Phyllis Rackin has put her finger on what underlies the accusation of rape
against Caliban.  I would also suggest that Caliban's behavior towards Prospero
and Miranda before the actions that lead to the accusation of rape are fairly
clearly delineated by Caliban. He "loved" the two Europeans, he says, and
particularly the one who taught him language-- i. e. Miranda.  That the "love"

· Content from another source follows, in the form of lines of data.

PR #956, opened 2016-11-01
Add fastcgi_param parameter to vhost resource

xaque208:
Without this change, specifying fastcgi parameters are not possible on
the vhost.  This change modifies vhost resource to allow passing the
fastcgi_param to the location resource directly, as is the case with a
few of the other fastcgi related parameters.

### DIFF
--- a/manifests/resource/vhost.pp
+++ b/manifests/resource/vhost.pp
@@ -46,6 +46,7 @@
 #   [*resolver*]            - Array: Configures name servers used to resolve
 #     names of upstream servers into addresses.
 #   [*fastcgi*]             - location of fastcgi (host:port)
+#   [*fastcgi_param*]       - Set additional custom fastcgi_params
 #   [*fastcgi_params*]      - optional alternative fastcgi_params file to use
 #   [*fastcgi_script*]      - optional SCRIPT_FILE parameter
 #   [*uwsgi_read_timeout*]  - optional value for uwsgi_read_timeout
@@ -248,6 +249,7 @@ define nginx::resource::vhost (
   $proxy_buffering              = undef,
   $resolver                     = [],
   $fastcgi                      = undef,
+  $fastcgi_param                = undef,
   $fastcgi_params               = "${::nginx::config::conf_dir}/fastcgi_params",
   $fastcgi_script               = undef,
   $uwsgi                        = undef,
@@ -645,6 +647,7 @@ define nginx::resource::vhost (
       proxy_set_body              => $proxy_set_body,
       proxy_buffering             => $proxy_buffering,
       fastcgi                     => $fastcgi,
+      fastcgi_param               => $fastcgi_param,
       fastcgi_params              => $fastcgi_params,
       fastcgi_script              => $fastcgi_script,
       uwsgi                       => $uwsgi,
--- a/spec/defines/resource_vhost_spec.rb
+++ b/spec/defines/resource_vhost_spec.rb
@@ -948,6 +948,14 @@ describe 'nginx::resource::vhost' do
         it { is_expected.to contain_file('/etc/nginx/fastcgi_params').with_mode('0770') }
       end
 
+      context 'when fastcgi_param => {key => value}' do
+        let :params do
+          default_params.merge(fastcgi_param: { 'key' => 'value' })
+        end
+
+        it { is_expected.to contain_nginx__resource__location("#{title}-default").with_fastcgi_param('key' => 'value') }
+      end
+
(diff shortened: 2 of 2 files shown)


wyardley:
This seems sane to me, but you'll need to add tests (and then squash commits).

xaque208:
Tests added.  Let me know if thats not enough.

xaque208:
Hmm, I'm not used to rubocop.  Any idea what I've done wrong.  The log doesn't load here.

wyardley:
@xaque208 Yeah, it can be kind of a hassle. Basically, before pushing, try to run:
`bundle install` (if hasn't already been run)
`bundle exec rake spec_clean`
`bundle exec rake spec_prep`
`bundle exec rake rubocop`
`bundle exec rake release_checks`

Currently, the complaints I see are:
```
Running RuboCop...
/private/tmp/puppet-nginx/.rubocop.yml: Metric/BlockLength has the wrong namespace - should be Metrics
Inspecting 20 files
................C...

Offenses:

spec/defines/resource_vhost_spec.rb:953:47: C: Style/SpaceInsideHashLiteralBraces: Space inside { missing.  (https://github.com/bbatsov/ruby-style-guide#spaces-operators)
          default_params.merge(fastcgi_param: {'key' => 'value'})
                                              ^
spec/defines/resource_vhost_spec.rb:953:64: C: Style/SpaceInsideHashLiteralBraces: Space inside } missing.  (https://github.com/bbatsov/ruby-style-guide#spaces-operators)
          default_params.merge(fastcgi_param: {'key' => 'value'})
                                                               ^
spec/defines/resource_vhost_spec.rb:957:1: C: Style/EmptyLinesAroundBlockBody: Extra empty line detected at block body end. 
```

You don't need to test _all_ the things from the example in location, but I'd test for absence when unset, and then test for presence of multiple variables, similar to what's done in the location example.

Also, you'll need to validate the parameter, right before:
https://github.com/voxpupuli/puppet-nginx/blob/master/manifests/resource/vhost.pp#L443-L445
```
  if ($fastcgi_param != undef) {
    validate_hash($fastcgi_param)
  }
```

xaque208:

may have moved him to physical contact is not surprising.  Given Caliban's
benevolence at that point, I have to think that whatever the contact was must
have been "innocent."  As I see it, it's Prospero's interest in his daughter's
virginity that converts Caliban's physical language of love into plain old
English "rape." Impractical as it may be, Gonzalo's vision of utopia is equally
"innocent"--and Sebastian and Antonio do to it the same thing that Prospero
does to Caliban's innocence. The demonization of the "native" that justifies
the colonial project is, in *Temp*, very closely associated with the
objectification of women as tokens in the exchange (or recovery) of property
and power.  Recall Ferdinand's qualification of his passion for Miranda:  "if a
virgin," he says, she will make a toothsome bride for him.  At any rate, that
Caliban comes to accept his physical gesture of love as "rape" is part and
parcel of his profit in learning Europeanese.